Line by line, transcribe the material shown below exactly.

- _DATA SHOWN_
+ + + + + + +

PR #3427, opened 2022-09-08
fix(ui-ux): swap v2 slippage tolerance fix

chloezxyy:

/kind fix

- Addition of logic to save custom slippage value in local storage 
- Disable continue button if no slippage value is selected or input value 

Fixes #

#### Developer Checklist:

- [ ] Unit tests*
- [ ] Added e2e tests*
- [ ] Added translations*


mobile-app/app/api/persistence/custom_slippage-tolerance_storage.ts
```diff
@@ -0,0 +1,18 @@
+import AsyncStorage from "@react-native-async-storage/async-storage";
+
+const KEY = "WALLET.CUSTOM_SLIPPAGE_TOLERANCE";
+
+async function set(
+  customSlippageTolerance: NonNullable<string>
+): Promise<void> {
+  await AsyncStorage.setItem(KEY, customSlippageTolerance);
+}
+async function get(): Promise<string> {
```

+ + + + + + +

- _TASK ANSWER_
PR #3427, opened 2022-09-08
fix(ui-ux): swap v2 slippage tolerance fix

chloezxyy:

/kind fix

- Addition of logic to save custom slippage value in local storage 
- Disable continue button if no slippage value is selected or input value 

Fixes #

#### Developer Checklist:

- [ ] Unit tests*
- [ ] Added e2e tests*
- [ ] Added translations*


mobile-app/app/api/persistence/custom_slippage-tolerance_storage.ts
```diff
@@ -0,0 +1,18 @@
+import AsyncStorage from "@react-native-async-storage/async-storage";
+
+const KEY = "WALLET.CUSTOM_SLIPPAGE_TOLERANCE";
+
+async function set(
+  customSlippageTolerance: NonNullable<string>
+): Promise<void> {
+  await AsyncStorage.setItem(KEY, customSlippageTolerance);
+}
+async function get(): Promise<string> {
```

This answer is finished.